> [Supplied data]
Issue #1722, opened 2022-09-02
Support `--threads=max`


dkarlovi:
**Is your feature request related to a problem? Please describe.**
If running on multiple platforms, the user needs to decide which of the ways [documented in the docs](https://infection.github.io/guide/command-line-options.html#threads-or-j) needs to be used. This makes scripting more difficult.

**Describe the solution you'd like**
Add `--threads=max` where `max` represents the value which would have been obtained by using the above linked methods.

**Additional context**
Psalm does it and [even makes `--threads=max` the default](https://github.com/vimeo/psalm/issues/2795#issuecomment-587255089). I'm guessing the count detection code could be stolen from there.

PR #1723, opened 2022-09-03
Introduce `--threads=max` option value to automatically detect the number of CPU cores

maks-rafalko:
Implements https://github.com/infection/infection/issues/1722

Doc PR: https://github.com/infection/site/pull/240

### DIFF
--- a/src/Resource/Processor/CpuCoresCountProvider.php
+++ b/src/Resource/Processor/CpuCoresCountProvider.php
@@ -42,15 +42,10 @@ use function filter_var;
 use function function_exists;
 use function is_int;
 use function is_readable;
-use LogicException;
-use const PHP_OS;
-use const PHP_VERSION;
 use function Safe\file_get_contents;
-use function Safe\ini_get;
 use function Safe\shell_exec;
 use function substr_count;
 use function trim;
-use function version_compare;
 
 /**
  * @internal
@@ -66,18 +61,11 @@ final class CpuCoresCountProvider
             return 1;
         }
 
-        if (ini_get('pcre.jit') === '1'
-            && PHP_OS === 'Darwin'
-            && version_compare(PHP_VERSION, '7.3.0') >= 0
-            && version_compare(PHP_VERSION, '7.4.0') < 0
-        ) {
-            return 1;
-        }
-
         if (!extension_loaded('pcntl') || !function_exists('shell_exec')) {
             return 1;
         }
 
+        // for Linux
         $hasNproc = trim(@shell_exec('command -v nproc'));
 
         if ($hasNproc !== '') {
@@ -89,6 +77,7 @@ final class CpuCoresCountProvider
             }
         }
 
+        // for MacOS
         $ncpu = trim(shell_exec('sysctl -n hw.ncpu'));
         $cpuCount = filter_var($ncpu, FILTER_VALIDATE_INT);
 
@@ -97,14 +86,14 @@ final class CpuCoresCountProvider
         }
 
         if (is_readable('/proc/cpuinfo')) {
-            $cpuinfo = file_get_contents('/proc/cpuinfo');
-            $cpuCount = substr_count($cpuinfo, 'processor');
+            $cpuInfo = file_get_contents('/proc/cpuinfo');
+            $cpuCount = substr_count($cpuInfo, 'processor');
 
             if ($cpuCount > 0) {
                 return $cpuCount;
             }
         }
 
-        throw new LogicException('Failed to detect number of CPUs!');
+        return 1;
     }
 }
--- a/src/Resource/Processor/CpuCoresCountProvider.php
+++ b/src/Resource/Processor/CpuCoresCountProvider.php
@@ -1,0 +1,110 @@
+<?php
+/**
+ * This code is licensed under the BSD 3-Clause License.
+ *
+ * Copyright (c) 2017, Maks Rafalko
+ * All rights reserved.
+ *
+ * Redistribution and use in source and binary forms, with or without
+ * modification, are permitted provided that the following conditions are met:
+ *
+ * * Redistributions of source code must retain the above copyright notice, this
+ *   list of conditions and the following disclaimer.
+ *
+ * * Redistributions in binary form must reproduce the above copyright notice,
+ *   this list of conditions and the following disclaimer in the documentation
+ *   and/or other materials provided with the distribution.
+ *
+ * * Neither the name of the copyright holder nor the names of its
+ *   contributors may be used to endorse or promote products derived from
+ *   this software without specific prior written permission.
+ *
+ * THIS SOFTWARE IS PROVIDED BY THE COPYRIGHT HOLDERS AND CONTRIBUTORS "AS IS"
+ * AND ANY EXPRESS OR IMPLIED WARRANTIES, INCLUDING, BUT NOT LIMITED TO, THE
+ * IMPLIED WARRANTIES OF MERCHANTABILITY AND FITNESS FOR A PARTICULAR PURPOSE ARE
+ * DISCLAIMED. IN NO EVENT SHALL THE COPYRIGHT HOLDER OR CONTRIBUTORS BE LIABLE
+ * FOR ANY DIRECT, INDIRECT, INCIDENTAL, SPECIAL, EXEMPLARY, OR CONSEQUENTIAL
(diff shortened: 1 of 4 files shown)


src/Resource/Processor/CpuCoresCountProvider.php
```diff
@@ -0,0 +1,110 @@
...
+    public static function provide(): int
+    {
+        if (defined('PHP_WINDOWS_VERSION_MAJOR')) {
+            return 1;
+        }
+
+        if (ini_get('pcre.jit') === '1'
+            && PHP_OS === 'Darwin'
+            && version_compare(PHP_VERSION, '7.3.0') >= 0
+            && version_compare(PHP_VERSION, '7.4.0') < 0
```
sanmai, line 72: Should we even care about PHP 7.4?

src/Resource/Processor/CpuCoresCountProvider.php
```diff
@@ -0,0 +1,110 @@
...
+        if (is_readable('/proc/cpuinfo')) {
+            $cpuinfo = file_get_contents('/proc/cpuinfo');
+            $cpuCount = substr_count($cpuinfo, 'processor');
+
+            if ($cpuCount > 0) {
+                return $cpuCount;
+            }
+        }
+
+        throw new LogicException('Failed to detect number of CPUs!');
```
sanmai, line 108: Why not `return 1;` in this case?

src/Resource/Processor/CpuCoresCountProvider.php
```diff
@@ -0,0 +1,110 @@
...
+        if ($hasNproc !== '') {
+            $nproc = trim(shell_exec('nproc'));
+            $cpuCount = filter_var($nproc, FILTER_VALIDATE_INT);
+
+            if (is_int($cpuCount)) {
+                return $cpuCount;
+            }
+        }
+
+        $ncpu = trim(shell_exec('sysctl -n hw.ncpu'));
```
sanmai, line 92: It is unclear why we assume `nproc` may not be there while `sysctl` supposed to be always there. Should we even check that `nproc` exists? Because if it isn't clearly we won't be getting a single digit :thinking:

sanmai (changes requested):
Left few comments, mostly nits. The only real deal is `LogicException` at the end of `provide()`.

sidz:
My 2 cents: it is not Infection responsibility. We just make our codebase more complicated. `-j$(nproc)` or `-j$(sysctl -n hw.ncpu)` works fine. End user can use Make or composer scripts if he don't want to type `--threads=`

src/Resource/Processor/CpuCoresCountProvider.php
```diff
@@ -0,0 +1,110 @@
...
+     */
+    public static function provide(): int
+    {
+        if (defined('PHP_WINDOWS_VERSION_MAJOR')) {
+            return 1;
+        }
+
+        if (ini_get('pcre.jit') === '1'
+            && PHP_OS === 'Darwin'
+            && version_compare(PHP_VERSION, '7.3.0') >= 0
```
sidz, line 71: can't we use `PHP_VERSION_ID` which contains an integer value instead of trying to compare strings?

src/Resource/Processor/CpuCoresCountProvider.php
maks-rafalko: this is for MacOS case, where `nproc` is not available so the code will be here, and `sysctl -n hw.ncpu` will return the number of cores. Checked on Linus and Macos machines, added comments

maks-rafalko:
Addressed your comments, initial version was blindly copied from Psalm.

> My 2 cents: it is not Infection responsibility. We just make our codebase more complicated.

Well, yes and no. IMO it's all about "those tiny things for DX". You set `--threads=max` and 

- don't care about any potential cases where `$(nproc)` might not work because of incorrect escaping (in `Jenkinsfile` you will have to prepend it like `sh 'infection ... --threads=\$(nproc)`'`
- don't care and just let anyone copy this command line from Linux to MacOS machines and vice-versa

Yes it's completely not critical and both points can be ignored, but it's a little thing that might be more convenient for someone (which is why this feature request was born from our end user, not me :) ).

sanmai (approved):
I agree this is a very dangerous option, yet if people want this I guess that's what we have to add :thinking:

dkarlovi:
@sanmai what makes it dangerous?

sanmai:
- Infection does surprising things with the code. For one, it creates infinite loops. And could include something consuming memory. It could make you machine unresponsive for prolonged periods of time and generally lead to bad experiences, especially if that's the first time you're using Infection.
- Running Infection with more threads not necessary leads to better performance. Unlike, say, pure CPU-bound tasks such as static analysis. Thus this option could give a false promise of fast execution where in fact it will work in the opposite way.

I would seriously object enabling this option by default, or recommending it to new users.

dkarlovi:
That means the threads upper limit should be restricted / validated regardless of how you specify it, which further proves the idea Infection should know the upper limit.

For example, if max=12, what difference is it if I say --threads=12 or --threads=max, from the user POV this is totally equivalent. If running it like that is "dangerous", infection should disallow or warn the user about it.

Adding --threads=max seems unrelated (with using max threads being "dangerous") to me.

sanmai:
Infection can't know the upper limit. Say, if your test suite is predominantly IO-bound, then it makes sense to run Infection with more threads than you have CPU. 

Do you think there's a sure way what to do in this situation? How can we know if a test suite is CPU-bound or IO-bound to get the best results?

dkarlovi:
This is knowledge you have, the user doesn't. It sounds like Infection could have named threads calculator strategies which the user can try out and use some which make sense.

For example, `conservative`, `per-cpu`, `io-bound`, etc.

dkarlovi:
@maks-rafalko what do you think here?

sanmai:
> threads calculator strategies

How we should approach this idea, given Infection is a PHP app?

dkarlovi:
@sanmai not sure what you mean here?

Since now infection knows the number of CPUs available, I can imagine you could do something like
- `--threads=conservative` = number of CPUs * 0.8
- `--threads=per-cpu` = number of CPUs, which is current max
- `--threads=io-bound` = number of CPUs * 1.5

All names and numbers are illustrational, of course.

src/Resource/Processor/CpuCoresCountProvider.php
```diff
@@ -0,0 +1,99 @@
...
+use function is_readable;
+use function Safe\file_get_contents;
+use function Safe\shell_exec;
+use function substr_count;
+use function trim;
+
+/**
+ * @internal
+ */
+final class CpuCoresCountProvider
```
theofidry, line 53: What do you think of `CpuInfo::getCount()` as a name instead?

src/Resource/Processor/CpuCoresCountProvider.php
```diff
@@ -0,0 +1,99 @@
...
+{
+    /**
+     * Copied and adapter from Psalm project: https://github.com/vimeo/psalm/blob/4.x/src/Psalm/Internal/Analyzer/ProjectAnalyzer.php#L1454
+     */
+    public static function provide(): int
+    {
+        if (defined('PHP_WINDOWS_VERSION_MAJOR')) {
```
theofidry, line 60: Might be worth caching the result? Although I don't expect it to be called twice, you also don't expect the system to change the number of CPU cores available within the same process and it's only a `int` value

src/Resource/Processor/CpuCoresCountProvider.php
```diff
@@ -0,0 +1,99 @@
...
+use function substr_count;
+use function trim;
+
+/**
+ * @internal
+ */
+final class CpuCoresCountProvider
+{
+    /**
+     * Copied and adapter from Psalm project: https://github.com/vimeo/psalm/blob/4.x/src/Psalm/Internal/Analyzer/ProjectAnalyzer.php#L1454
```
theofidry, line 56: Is there any chance Psalm is willing to extract it to a dedicated package? Otherwise provided they would be interested in a package, I'd be happy to provide one

theofidry:
Sorry for the late review, great addition! Happy to do the changes myself

src/Resource/Processor/CpuCoresCountProvider.php
dkarlovi: This might be interesting as some sort of tiny "system information" HAL package which could be reused across the ecosystem indeed. :+1:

> [Instructions to follow]
Please copy every line of the data that carries the string "using".

> [Result]
Add `--threads=max` where `max` represents the value which would have been obtained by using the above linked methods.
- Infection does surprising things with the code. For one, it creates infinite loops. And could include something consuming memory. It could make you machine unresponsive for prolonged periods of time and generally lead to bad experiences, especially if that's the first time you're using Infection.
Adding --threads=max seems unrelated (with using max threads being "dangerous") to me.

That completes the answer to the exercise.